As wildfires threaten densely populated areas worldwide with increasing frequency and intensity, a Johns Hopkins civil engineer is transforming how we design fire-resistant buildings and bridges.
Supported by federal funds, Thomas Gernay, an associate professor at the Whiting School of Engineering, is developing approaches that not only make structures safer but also more economical, enabling efficient use of materials while enhancing building codes, improving structural resilience, and providing engineers with the tools they need to design safer structures overall, like buildings and bridges.
“Our work sits at the intersection of fire safety and structural engineering focusing on creating scalable solutions to make materials, structures, and even entire infrastructure systems more fire resilient,” said Gernay, director of Johns Hopkins Multi-Hazard Resilient Structures lab and a member of the Hopkins Extreme Materials Institute. “By rigorously modeling how extreme heat affects materials and developing new design approaches, we aim to transform how buildings– and even whole cities–can withstand and recover from fire events.”
Gernay is the co-developer of SAFIR, a computational tool that allows researchers and designers to simulate how structures respond under fire. Today, SAFIR is used by more than 300 institutions across 43 countries, playing a key role in projects as varied as the design of the Paris 2024 Olympics Aquatic Center and forensic analyses of the 2023 I-95 Philadelphia bridge collapse caused by a tanker truck fire. Having this technology allows engineers to better predict how fire affects structures, leading to more resilient designs and enhanced public safety.
His team’s research on fire design methods for building structures using cold-formed steel (CFS) is also having a profound impact on the industry. Working with the American Iron and Steel Institute (AISI), Gernay and several collaborators, including colleague Benjamin Schafer, identified shortcomings in current fire design approaches—as well as opportunities for the industry. This work led to a new fire appendix in the 2024 American National Standards Institute’s (ANSI) design specifications for CFS structural members (ANSI/SDI AISI S100-2024)—a crucial resource for designing fire-resistant buildings.
Supported by a five-year, $649,000 National Science Foundation Early CAREER Award, Gernay is expanding on that work, refining performance-based fire design (PBD) methods that will allow engineers to model fire resilience with even greater accuracy.
“The total economic loss from the 2025 Los Angeles fires is expected to be close to $250 billion. Even when fires do not occur, they are still costly due to current protection measures. For every dollar invested in a steel frame structure, we may pay up to 20 cents for fire protection, like adding fire-resistant material to beams and columns, and at the scale of the nation, this fire protection amounts to tens of billions of dollars,” said Gernay.
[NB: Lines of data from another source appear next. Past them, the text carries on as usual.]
PR #246, opened 2021-10-29
Updated the MultiNode proposal: To take out-of-sync snapshots delegate the incoming http request to backup-leader.

ishan16696:
This PR updated the MultiNode proposal:
To take [out-of-sync  full/delta snapshots](https://github.com/gardener/etcd-backup-restore/blob/master/pkg/server/httpAPI.go#L103-L105) delegate the incoming http request to `backup-restore leader` and Let the `backup-restore leader` take/upload the out-of-sync snapshot(full as well as incremental)
I had already created a issue regarding this: https://github.com/gardener/etcd-backup-restore/issues/354

Fixes #

**Release note**:

```other operator
NONE
```

### DIFF
--- a/docs/proposals/multi-node/README.md
+++ b/docs/proposals/multi-node/README.md
@@ -1242,7 +1242,7 @@ The life-cycle of these work-flows is shown below.
 
 ### Work-flows independent of leader election in all members
 
-- Serve the HTTP API that all members are expected to support currently
+- Serve the [HTTP API](https://github.com/gardener/etcd-backup-restore/blob/master/pkg/server/httpAPI.go#L101-L107) that all members are expected to support currently but some HTTP API call which are used to take [out-of-sync delta or full snapshot](https://github.com/gardener/etcd-backup-restore/blob/5dfcc1f848a9f325d41a24eae4defb70d997c215/pkg/server/httpAPI.go#L103-L105) should delegate the incoming HTTP requests to the `leading-sidecar` and one of the possible approach to achieve this is via an [HTTP reverse proxy](https://pkg.go.dev/net/http/httputil#ReverseProxy.ServeHTTP).
 - Check the health of the respective etcd member and renew the corresponding [member `lease`](#member-leases).
 
 ### Work-flows only on the leading member


timuthy (commented):
~I'd suggest to first discuss details in gardener/etcd-backup-restore#354 before we move on and merge this PR.~

docs/proposals/multi-node/README.md
```diff
@@ -1242,7 +1242,7 @@ The life-cycle of these work-flows is shown below.
 
 ### Work-flows independent of leader election in all members
 
-- Serve the HTTP API that all members are expected to support currently
+- Serve the [HTTP API](https://github.com/gardener/etcd-backup-restore/blob/master/pkg/server/httpAPI.go#L101-L107) that all members are expected to support currently but HTTP API call which are used to take [out-of-sync delta or full snapshot](https://github.com/gardener/etcd-backup-restore/blob/master/pkg/server/httpAPI.go#L103-L105) should delegate the incoming HTTP requests to the `leading-sidecar`.
```
timuthy, line 1245:
```suggestion
- Serve the [HTTP API](https://github.com/gardener/etcd-backup-restore/blob/master/pkg/server/httpAPI.go#L101-L107) that all members are expected to support currently but HTTP API call which are used to take [out-of-sync delta or full snapshot](https://github.com/gardener/etcd-backup-restore/blob/5dfcc1f848a9f325d41a24eae4defb70d997c215/pkg/server/httpAPI.go#L103-L105) should delegate the incoming HTTP requests to the `leading-sidecar` via an HTTP reverse proxy.
```

ishan16696: > via an HTTP reverse proxy

This is an implementation detail and I don’t think we should mention this in doc. The design document shouldn’t recommend the implementation method unless it is the only method available to achieve the functionality. WDYT?

timuthy: Fair enough, but can you add it as an example -> (e.g. via an HTTP reverse proxy)? The problem today is that we don't have a dedicated documentation about multi-node etcd, only the proposal as a reference document. I think it's beneficial for every interested party to know more details w/o looking at the code.

ishan16696: make sense,I will mention this as one of the possible approach.

ishan16696: done

PR #248, opened 2021-10-29
Use g/g chart applier

timuthy:

/area dev-productivity
/kind cleanup

This PR removes the `chartrenderer` and `applier` implementation from the Druid code as these were solely copied from `gardener/gardener`. Instead, we can directly use the renderer and applier from the `gardener/gardener` dependency.

**Release note**:

```other operator
NONE
```


timuthy:
@aaronfern, @abdasgupta or @ishan16696 kindly asking for a review. Thanks 🙂

aaronfern (approved):
Thanks for the PR @timuthy 
/lgtm

PR #250, opened 2021-11-02
Deploy/maintain the correct PodDisruptionBudget configuration according to the Etcd resource status conditions

### LINKED ISSUE #165: [Feature] Deploy/maintain the correct `PodDisruptionBudget` configuration according to the Etcd resource status conditions

Deploy/maintain the correct [`PodDisruptionBudget`](https://github.com/gardener/etcd-druid/blob/master/docs/proposals/multi-node/README.md#poddisruptionbudget) configuration according to the `Etcd` resource [status](https://github.com/gardener/etcd-druid/blob/master/docs/proposals/multi-node/README.md#status) [conditions](https://github.com/gardener/etcd-druid/blob/master/docs/proposals/multi-node/README.md#conditions).

Pick individually executable pieces of the [multi-node proposal](https://github.com/gardener/etcd-druid/blob/master/docs/proposals/multi-node/README.md).

The deployment of `PodDisruptionBudget` resource is probably best done in the main controller and the dynamic modification of the resource based on the `Etcd` resource `status` is best done in the [custodian controller](https://github.com/gardener/etcd-druid/pull/133).

It is probably better to deploy the `PodDisruptionBudget` only for the multi-node case (`spec.replicas > 1`) because deploying it for the single-node case might block node drain.

breuerfelix:

/area high-availability
/kind enhancement

It is needed for Multi Node etcd deployment as described [here](https://github.com/breuerfelix/etcd-druid/tree/master/docs/proposals/multi-node#poddisruptionbudget)

Fixes #165 

I haven't written any tests so far since it isn't allowed to specify replicas > 1 anyways currently. I guess it is best to write tests for etcd HA once all aspects of the GEP are implemented.
/edit Questions below already answered.
This PR is currently work in progress / blocked since i would like to get some opinions from maintainers in order to beautify the PR and write some tests.  
1. `etcd.Status.Members` never gets set on current `master` because the `Checker` does not return `true` even though all replicas are `ready`. This leads to `etcd.Status.clusterSize` being stuck at 1. Is this a fault on my side or is this feature just not implemented yet?
2. Instead of creating / deleting the `PodDisruptionBudget` when switching between single and multi-node, i just set `minAvailable` to `0` for single node etcd. What do you think about this approach?
3. The Issue recommends to implement the logic for `minAvailable` in the custodian controller but this controller only ever updates `status` fields of objects whereas `minAvailable` is part of the pdb `Spec` so i implemented this in the `etcd_controller`. It just seemed to be the better fit in my opinion. Thoughts?

**Release note**:
```other operator
feature operator
Deploying and maintaining the correct PodDisruptionBudget configuration according to Etcd resource status
```


gardener-robot-ci-3:
Thank you @breuerfelix for your contribution. Before I can start building your PR, a member of the organization must set the required label(s) {'reviewed/ok-to-test'}. Once started, you can check the build status in the PR checks section below.

timuthy:
Thanks a lot for you PR @breuerfelix. Already some comments about you concerns:

> etcd.Status.Members never gets set on current master because the Checker does not return true even though all replicas are ready. This leads to etcd.Status.clusterSize being stuck at 1. Is this a fault on my side or is this feature just not implemented yet?

This is the case because there still no member `Lease` objects created in the cluster. https://github.com/gardener/etcd-druid/issues/158 tackles this requirement and since the latest release of etcd-backup-restore, I can continue working on that item.

> Instead of creating / deleting the PodDisruptionBudget when switching between single and multi-node, i just set minAvailable to 0 for single node etcd. What do you think about this approach?

Generally fine for me even though it makes Druid to only work with Kubernetes >= 1.15 ([ref](https://github.com/kubernetes/kubernetes/pull/69867)). We should document this restriction somewhere.

> The Issue recommends to implement the logic for minAvailable in the custodian controller but this controller only ever updates status fields of objects whereas minAvailable is part of the pdb Spec so i implemented this in the etcd_controller. It just seemed to be the better fit in my opinion. Thoughts?

👍 makes sense

breuerfelix:
@timuthy Thanks for your input! That resolved all of my questions :)  
I refactored the logic so the PDB gets only deployed in multi node deployments (as earlier suggested) so single node instance work for < 1.15 as before aswell.  
Merging this PR won't change anything to current deployments since replicas are fixed to `1` which won't trigger a PDB deployment.

Let me know if something needs to be changed in order for this PR to get merged :)

controllers/etcd_controller.go
```diff
@@ -588,6 +594,151 @@ const (
...
+			condition.Status == druidv1alpha1.ConditionStatus(druidv1alpha1.EtcdMemberStatusReady) {
+			allMembersReady = true
+			continue
+		}
+
+		if condition.Type == druidv1alpha1.ConditionTypeBackupReady &&
+			condition.Status == druidv1alpha1.ConditionTrue {
+			backupReady = true
+			continue
+		}
```
timuthy, line 616: This is another use-case why the custodian_controller ought to patch the PDB as well. As soon as the condition change, the proper minAvailable value must be updated.

charts/etcd/values.yaml
```diff
@@ -3,6 +3,10 @@ uid: uuid-of-etcd-resource
 serviceName: test
 configMapName: test
 
+pdb:
+  name: test-pod-disruption-budget
```
timuthy, line 7: Any reason why we need a different name? Otherwise, I propose to to remove this and use `name` instead.

controllers/etcd_controller.go
```diff
@@ -588,6 +594,151 @@ const (
 	noOp        operationResult = "none"
 )
 
+func calculatePDBminAvailable(etcd *druidv1alpha1.Etcd) int32 {
```
timuthy, line 597: Can you add tests for this function?

timuthy (changes requested):
Thanks for you PR! Overall, it looks very good and I really appreciate that you closely adhered to the multi-node etcd proposal. However, there are two use cases that probably need an implementation in the `custodian_controller` as mentioned in the inline comments.

timuthy:
Very valid questions @breuerfelix, thanks for bringing them up.

> Isn't it enough to sync minAvailable in the etcd_controller? If the Status of the etcd changes (ie switch from inBootstrap to ready), the etcd_controller also gets triggered which leads to updating the pdb aswell or am i wrong?

`etcd_controller` only reconciles `etcd` resources in specific cases. You can take the configured predicates [here](https://github.com/gardener/etcd-druid/blob/265052b6ece30459de180e43a78dccd9d290434d/controllers/etcd_controller.go#L1661) as a reference. 

> So overall you suggest to deploy the PDB with minAvailable: 0 in the etcd_controller (in single and multi node deployments) and remove the whole pdb syncing (since the only thing that can change is the minAvailable value) from etcd_controller and move the updating of minAvailable to etcd_custodian_controller?
That would also remove the need to use optimistic locking since only the etcd_custiodian_controller can update the spec.

Please note that operations like this need to be idempotent, i.e. `etcd_controller` must not overwrite the `minAvailable` configuration set by `etcd_custodian_controller`. I think the `etcd_controller` should cover the following cases:
1. PDB does not exist
- Create a new PDB with `0` in case `status.clusterSize` is not set yet.
- Create a new PDB with `status.clusterSize/2 + 1`.
- Create a new PDB with `status.clusterSize` if backup condition is false.

2. PDB exists
- Patch PDB with existing `minAvailable` value.

> Since this is my first touch with the etcd-druid codebase, i am still unsure about the difference of etcd_controller and etcd_custodian_controller and what "task" belongs to which controller. Is there a resource i can consume to understand the controllers a little more?

The `etcd_controller` is mainly responsible for applying all necessary resources (`StatefulSet`, `Service`, `ConfigMap`, etc.) to match the desired spec given in the `etcd` resource. Cleaning-up is also done by this controller if the `etcd` resource is deleted.

The `etcd_custodian_controller` in contrast reacts on **events of the etcd cluster** itself like maintaining `etcd.status.members` or `etcd.status.conditions`. These cluster events usually happen outside the common reconciliation window  the `etcd_controller`. A dynamic `minAvailable` that is based on these cluster events, ought to be set in the Custodian as well.

breuerfelix:
@timuthy Thanks for answering the questions again!  
I updated my PR so the `minAvailable` value gets updated by etcd controller and custodian controller in a way, that conflicts are resolved if they both edit at the same time.

I moved the calculation based on conditions to the `custodian` controller and the calculations based on `clusterSize` to the `etcd-controller`.

Looking forward to your Feedback and Review!

timuthy (changes requested):
> I updated my PR so the minAvailable value gets updated by etcd controller and custodian controller in a way, that conflicts are resolved if they both edit at the same time.

Thanks for the update. Looking at the logic, I'd say that we don't need to resolve conflicts by maintaining annotations when we do the following:

- etcd_controller only creates the `PDB` with:
```
minAvailable: 0                   # if etcd.spec.replicas <= 1
minAvailable: etcd.spec.replicas  #otherwise
```
- etcd_controller claims `PDB` which is the only update it does for this object.
- etcd_druid_controller updates `minAvailable` in all remaining use-cases described in the mutli-node proposal. Not found errors are handled gracefully.

Does that make sense?

breuerfelix:
@timuthy makes sense :)

I updated the PR to match your review! Let me know what you think :)

controllers/etcd_controller.go
```diff
@@ -1121,6 +1183,13 @@ func (r *EtcdReconciler) reconcileEtcd(ctx context.Context, logger logr.Logger,
 		return nil, nil, err
 	}
 
+	{
```
timuthy, line 1186:
```suggestion

```

controllers/etcd_controller.go
```diff
@@ -1121,6 +1183,13 @@ func (r *EtcdReconciler) reconcileEtcd(ctx context.Context, logger logr.Logger,
...
+		_, err := r.reconcilePodDisruptionBudget(ctx, logger, etcd, values)
+		if err != nil {
+			return nil, nil, err
+		}
+	}
```
timuthy, line 1191:
```suggestion

```

controllers/etcd_controller.go
```diff
@@ -42,6 +42,7 @@ import (
 	corev1 "k8s.io/api/core/v1"
 	eventsv1 "k8s.io/api/events/v1"
 	eventsv1beta1 "k8s.io/api/events/v1beta1"
+	policyv1 "k8s.io/api/policy/v1beta1"
```
timuthy, line 45:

He said that the motivation for his group’s research “is not only better designs, which can save lives, but also designs that are smarter and more efficient to reduce the economic impact of fire–delivering value for the public through better engineering.”
While Gernay’s NSF-funded project focuses on PBD methodologies, his interest in the economic aspects of fire safety extends to other projects as well, including one supported by the National Institute of Standards and Technology (NIST) to study the economic impact of advanced fire designs for steel-concrete buildings in the U.S.
The project assesses PBD’s economic impact, including construction costs, lifetime costs, and the impact of the fire design on the speed of construction. Gernay will also analyze case studies and conduct probabilistic numerical modeling to evaluate the fire performance and damage costs for various fire scenarios.
“This study supports new approaches to fire design in building codes for more efficient use of resources in the U.S. construction industry,” Gernay said, pointing out that the approach of assessing the cost and benefits of safety investments can apply to any hazard—providing a science-based method to ensure resources are achieving optimal impacts.
“Fire is an unavoidable threat, but through research, we can minimize its risks and provide greater life safety,” said Gernay. “Without support from organizations like the NSF and NIST, advancements in fire safety would be slower, leaving structures and communities more vulnerable. Science and engineering are the difference between destruction and safety. Scientific discovery is what allows us to have more resilience, more performant and more affordable buildings.”